(When) is the range of a bijection $f\in M[G]$ in the ground model $M$? Let $M$ be a countable transitive model of ZF-P, $\mathbb P$ the set of injections from a countable subset of $\mathbb R$ into $\omega_1$ with $\le=\supseteq$. Let $G$ be a $\mathbb P^M$-generic filter over $M$, and consider the forcing extension $M[G]$. Then $f=\bigcup G\in M[G]$ is a bijection between $\mathbb R^M=\mathbb R^{M[G]}$ and $\omega_1^M=\omega_1^{M[G]}$. My questions are
(1) is the $f$-image of a closed interval in $M$, i.e., is $f([a,b]^M)\in M$?
(2) if (1) not true, is there at least a superset $S([a,b])\in M$ of $f([a,b]^M)$ such at $S(I)\cap S(J)=\emptyset$, if $I,J$ are disjoint closed intervals?
(3) if both (1), (2) are not true, is there some other forcing notion for which (1) or (2) is true?
 A: No, statement (1) is not true for nontrivial closed intervals $[a,b]$. No condition can force that $f([a,b])$ is any specific subset $A\subset\omega_1$, since $A$ would have to be a proper subset, but then any condition is define on only countably many elements, and so we can always pick some $\alpha\notin A$ and extend the condition to a function mapping some $c\in[a,b]$ to $\alpha$, which would ensure $f([a,b])\neq A$. 

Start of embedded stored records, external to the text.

PR #989, opened 2024-07-04
Proposed Edit to Minimize Future Upload Errors (ESPTOOL-879)

JohnGF:
Based on community forums and personal experience, I propose an edit to the documentation/code to help minimize future errors during code uploads. This change aims to clarify that, in at least some implementations of the chip, it is necessary to hold the boot button until the connection is established when attempting to upload code or firmware.

I apologize if this change is deemed unnecessary, but I believe it will help prevent potential issues for users.

Thank you for considering this request.
Best regards,
João GF

### DIFF
--- a/docs/en/advanced-topics/boot-mode-selection.rst
+++ b/docs/en/advanced-topics/boot-mode-selection.rst
@@ -164,6 +164,7 @@ Manual Bootloader
 Depending on the kind of hardware you have, it may also be possible to manually put your {IDF_TARGET_NAME} board into Firmware Download mode (reset).
 
 - For development boards produced by Espressif, this information can be found in the respective getting started guides or user guides. For example, to manually reset a development board, hold down the **Boot** button (``{IDF_TARGET_STRAP_BOOT_GPIO}``) and press the **EN** button (``EN`` (``CHIP_PU``)).
+- Note: Only release **Boot** button when connection is established.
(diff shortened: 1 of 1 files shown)


docs/en/advanced-topics/boot-mode-selection.rst
```diff
@@ -164,6 +164,7 @@ Manual Bootloader
 Depending on the kind of hardware you have, it may also be possible to manually put your {IDF_TARGET_NAME} board into Firmware Download mode (reset).
 
 - For development boards produced by Espressif, this information can be found in the respective getting started guides or user guides. For example, to manually reset a development board, hold down the **Boot** button (``{IDF_TARGET_STRAP_BOOT_GPIO}``) and press the **EN** button (``EN`` (``CHIP_PU``)).
+- Note: Only release **Boot** button when connection is established.
```
dobairoland, line 167: This is not entirely true. It is not needed to enter Download mode, just to stay there if for some reason esptool's reset sequence on connection doesn't work.

I think we could add a note as the last item stating that this in practice means to hold the boot button or pull the boot pin down while starting esptool (with the default reset sequence) and keeping this until esptool establishes connection.

dobairoland (changes requested):
Thank you for your pull request. I've left one suggestion.

Also please see the contribution guide and install the pre-commit hooks which will guide you to make commits in the required format.

PR #1008, opened 2024-09-12
Add magic value for P4 (ESPTOOL-921)

mutatrum:
The P4 on my dev board reports 0xFFFFFFFF as magic value. It's an engineering sample and it's self reporting as silicon version v0.1. I can't really judge if this should be merged though.


radimkarnis:
Hi @mutatrum,
thanks for taking the time to report this, and even to send a PR!

We have recently found out that the magic number autodetection method is not reliable for ESP32-P4, as the value at the arbitrary address (`CHIP_DETECT_MAGIC_REG_ADDR`) can change between runs. Due to this, we are now considering changing the address (for all of the previous targets as well).

Fortunately, this is shouldn't be a big deal for P4, as autodetection based on the magic number is just a fallback method. The `get_security_info` method is primarily used and reliable.

radimkarnis:
We will keep this issue open as a tracker until it's resolved. 

Thanks again.

Issue #1010, opened 2024-09-19
[4.8.0] Breaks esptool import due to esptool.py in Scripts instead of esptool.exe (ESPTOOL-924)


matthuisman:
### Operating System

Windows

### Esptool Version

4.8.0

### Python Version

3.10

### Esptool Output

```shell
from esptool import get_default_connected_device, ESPLoader, DEFAULT_CONNECT_ATTEMPTS
ImportError: cannot import name 'get_default_connected_device' from 'esptool' (\\?\C:\Users\matt\Envs\py310\Scripts\esptool.py)
```

### What is the Expected Behaviour?

Can import from esp module and use esptool.exe cmdline

### More Information

setuptools 75.1.0
pip 24.2
wheel  0.44.0

### Other Steps to Reproduce

the Scripts directory has to be before site-pages in sys.path
virtualenvs do that
![image](https://github.com/user-attachments/assets/d352a190-9ba9-4cf5-ba43-a965127d8293)

matthuisman:
we are running another exe in Scripts so suspect Scripts is inserted to sys.path

matthuisman:
ok. so its just python behaviour to add the cwd first to sys.path
So when our other console script in Scripts runs, python is inserting the Scripts dir to sys.path
And due to esptool.py having same name as the module - its finding the cmdline script

Can it be reverted back to exe?

Also, for users who have setup .py files to open in editor by default, just typing esptool or esptool.py opens the file for editing :(
Need to do python esptool.py ...  now

radimkarnis:
Hi @matthuisman,

I am confused a little by your report. You have several options how to run esptool:
- We recommend [installing it with `pip`](https://docs.espressif.com/projects/esptool/en/latest/installation.html) as a python package. 
- Or you can download an executable binary for Windows (`esptool.exe`) [at the bottom of the release](https://github.com/espressif/esptool/releases/tag/v4.8.0). In this case, you don't need Python or do any installation.

Your report shows you've tried to install it as a Python package, but you keep mentioning `esptool.exe`. 

> Can it be reverted back to exe?

We haven't changed anything in this release and I don't fully understand what you mean by this. What version did you use before `v4.8.0`?

> Also, for users who have setup .py files to open in editor by default, just typing esptool or esptool.py opens the file for editing

Try running simply `esptool` (not `esptool.py`) on windows.

matthuisman:
It has changed. pip install esptool now gives you esptool.py in Scripts
[...]

PR #1011, opened 2024-09-23
ci(pypi_release): Use build --sdist argument to avoid building non-universal whl (ESPTOOL-926)

matthuisman:
https://github.com/espressif/esptool/commit/eacc94a386267ad39de876f29b7bd1a6823387ae changed from using 
python setup.py sdist 
to 
python -m build

The latter now builds a .whl which got uploaded using twine on the 4.8.0 release (https://pypi.org/project/esptool/4.8.0/#files)

Unfortuatnely due to setup.py (https://github.com/espressif/esptool/blob/master/setup.py),
the whl that is built on ubuntu uses scripts instead of entry_points
This makes the whl incompatible with Windows systems and causes import error / no exe's created
See https://github.com/espressif/esptool/issues/1010

This change adds --sdist argument to build which tells it not to create the whl.
This allows all systems to just use the source and then do the correct setup.py behaviour

https://github.com/espressif/esptool/issues/1010

I have tested build --sdist locally in Ubuntu and then installing the results .tar.gz in both windows and ubuntu

NO TESTING

### DIFF
--- a/.github/workflows/dev_release_esptool_pypi.yml
+++ b/.github/workflows/dev_release_esptool_pypi.yml
@@ -36,5 +36,5 @@ jobs:
         python -m pip download esptool==$(python setup.py -V) && echo "Version ${{ github.ref_name }} already published, skipping..." && exit 1
 
         echo "Packaging and publishing new esptool development release: ${{ github.ref_name }}"
-        python -m build
+        python -m build --sdist
         twine upload dist/*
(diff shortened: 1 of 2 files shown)


matthuisman:
the other option would be to do twine upload dist/*.tar.gz instead but this felt cleaner

matthuisman:
@radimkarnis thanks for quick merge

I'd suggest yanking the previous release if possible as I suspect anyone using --prefer-binary will keep getting that broken whl.

PR #694, opened 2021-04-27
Task-43074: users management page for delegated administrators

AzmiTouil:


component/service/src/main/java/org/exoplatform/social/rest/impl/user/UserRestResourcesV1.java
```diff
@@ -846,7 +876,7 @@ public Response updateUserById(@Context UriInfo uriInfo,
   @PATCH
   @Path("onboard/{id}")
   @Produces(MediaType.APPLICATION_JSON)
-  @RolesAllowed("administrators")
+  @RolesAllowed("users")
```
rdenarie, line 882: you should check that the current user is admin or admin delegate.
Else a simple user could send onboarding mail to anybody

rdenarie (changes requested):

rdenarie (dismissed):

rdenarie (approved):

PR #700, opened 2021-05-04
42662 : fix changing start/due date for composite language codes

ahamdi:
an error was thrown when we try to pass a composite language to get its language formatted value.
The fix will strip the language code and remove the Country code if it exists.


lbengayed (approved):
LGTM

Rdidmohamedelhadi (approved):

PR #701, opened 2021-05-05
Task-42849: Implement share regular activity V1

azayati:
This PR will implement:

- shareActivityOnSpaces rest service which will be invoked by the share activity on spaces drawer which will be implemented later)
- first version of the shared regular activity template (to be updated later with the final UI)

### DIFF
--- a/component/service/src/main/java/org/exoplatform/social/rest/impl/space/SpaceRestResourcesV1.java
+++ b/component/service/src/main/java/org/exoplatform/social/rest/impl/space/SpaceRestResourcesV1.java
@@ -16,21 +16,55 @@
  */
 package org.exoplatform.social.rest.impl.space;
 
-import java.io.*;
-import java.util.*;
+import io.swagger.annotations.Api;
+import io.swagger.annotations.ApiOperation;
+import io.swagger.annotations.ApiParam;
+import io.swagger.annotations.ApiResponse;
+import io.swagger.annotations.ApiResponses;
+
+import java.io.ByteArrayInputStream;
+import java.io.FileInputStream;
+import java.io.IOException;
+import java.io.InputStream;
+import java.util.ArrayList;
+import java.util.Arrays;
+import java.util.Collection;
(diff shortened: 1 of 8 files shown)


hassenelkamel-exo (approved):

component/service/src/main/java/org/exoplatform/social/rest/impl/space/SpaceRestResourcesV1.java
```diff
@@ -1153,6 +1195,60 @@ public Response postActivityOnSpace(@Context UriInfo uriInfo,
...
+
+    if (sharedActivityRestIn == null || sharedActivityRestIn.getTargetSpaces() == null || sharedActivityRestIn.getTargetSpaces().isEmpty() || sharedActivityRestIn.getType() == null) {
+      return Response.status(Response.Status.BAD_REQUEST).build();
+    }
+    
+    Identity authenticatedUserIdentity = identityManager.getOrCreateIdentity(OrganizationIdentityProvider.NAME, authenticatedUser);
+    List<ActivityEntity> sharedActivitiesEntities = new ArrayList<ActivityEntity>();
+    for (String targetSpaceName : sharedActivityRestIn.getTargetSpaces()) {
+      Space targetSpace = spaceService.getSpaceByPrettyName(targetSpaceName);
+      if (SpaceUtils.isSpaceManagerOrSuperManager(authenticatedUser, targetSpace.getGroupId()) || (spaceService.isMember(targetSpace, authenticatedUser) && SpaceUtils.isRedactor(authenticatedUser, targetSpace.getGroupId()))) {
```
plamarque, line 1232: this is silently ignoring attempts to share in spaces where user is not supposed to.
first it's questionable wether HTTP 200 should be used in such situation since, it was not fully completed (you have no way to tell the user that the share didn't work on all spaces). But more importantly  IMO, we should at least log it server side as it may be some kind of attack or denoting an inconsistency bug

PR #704, opened 2021-05-06
QWIN-44121 : Make the read more notification label translatable

hakermi:
Make the read more notification label translatable


extension/notification/src/main/resources/locale/notification/template/Notification_en.properties
```diff
@@ -138,6 +138,7 @@ Notification.intranet.message.one.EditCommentPlugin={0} edited a comment on your
 Notification.intranet.message.two.EditCommentPlugin={0} and {1} edited their comments on your post.
 Notification.intranet.message.more.EditCommentPlugin={0}, {1} and {2} edited comments.
 Notification.intranet.message.one.EditActivityPlugin={0} edited a post.
+Notification.intranet.readMore=Read More
```
ahamdi: To avoid having intranet in the key which is the old default site.
```suggestion
Notification.label.readMore=Read More
```

ahamdi (changes requested):

ahamdi (approved):

PR #705, opened 2021-05-07
Task-44094 : User Type on UserManegement search is not updated when an internal user become external

ahmadmido:
- Before this fix, when we add an internal user to an external group, the profile property external isn't updated.
- This fix will ensure that when we add users to an external group, the profile external property is changed to true.


rdenarie (changes requested):
I think you should use an existing event : your listener should extends MembershipEventListener, and make action if group is /platform/externals

rdenarie (approved):

PR #707, opened 2021-05-07
Task-43958 : If the external group is provided ignore it from imported CSV users

ahmadmido:
- Before this fix, if a CSV file containing a user on /platform/externals, it's will be added to the external group.
- This fix will ensure that if a user on CSV file is a member on /platform/externals ignore it.


component/service/src/main/java/org/exoplatform/social/rest/impl/user/UserRestResourcesV1.java
```diff
@@ -1498,6 +1498,7 @@ private String importUser(UserImportResultEntity userImportResultEntity,
       if (StringUtils.isNotBlank(groups)) {
         List<String> groupsList = Arrays.asList(groups.split(";"));
         for (String groupMembershipExpression : groupsList) {
+          if (groupMembershipExpression.equals("/platform/externals")) continue;
```
```suggestion
          if (groupId.equals("/platform/externals")) continue;
```
This line should be after the groupId definition

rdenarie (changes requested):

rdenarie (approved):

PR #717, opened 2021-05-21
Task 41382: Fix External users are searchable in people directory

NaderSai:
Problem: after the delete of user from membership the indexing in the Elastic Search was the same as before.
How it was solved: by unindexing this user after its delete.

### DIFF
--- a/component/common/pom.xml
+++ b/component/common/pom.xml
@@ -22,7 +22,7 @@
   <parent>
     <artifactId>social-component</artifactId>
     <groupId>org.exoplatform.social</groupId>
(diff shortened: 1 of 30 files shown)


ahamdi (changes requested):
This can not be the fix for this issue, the issue is about external users. But the fix is adding an already existing logic for user removal .

rdenarie:
Close this PR, as the fix was done by https://community.exoplatform.com/portal/dw/tasks/taskDetail/44094
Backport is done here : https://github.com/Meeds-io/social/pull/932

PR #726, opened 2021-05-26
Task-43673: Clean space suggester of activity share drawer after share activity

hassenelkamel-exo:
After sharing an activity or news in space stream we will clear the suggester of space


azayati (approved):
LGTM after QA validation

A: In $M$, let $\omega_1= A\cup B$ be a partition into two uncountable sets. 
You can (again in $M$) define a forcing notion $Q$ as the set of all 1-1 functions $p$ from a countable subset of $\mathbb R$ into $\omega_1$ such that $p(x)\in A$ for $x\in [0,1]$, and $p(x)\in B$ otherwise. 
The generic function $f$ will satisfy $f"[0,1] = A\in M$.
But this definition is rather artificial.  My definition of $Q$ is just a weird way to describe (something equivalent to) the forcing $\mathbb P\times \mathbb P$ (where $\mathbb P$ is your forcing).  
(I admit I do not understand the motivation for your question, so my answer may not be relevant.)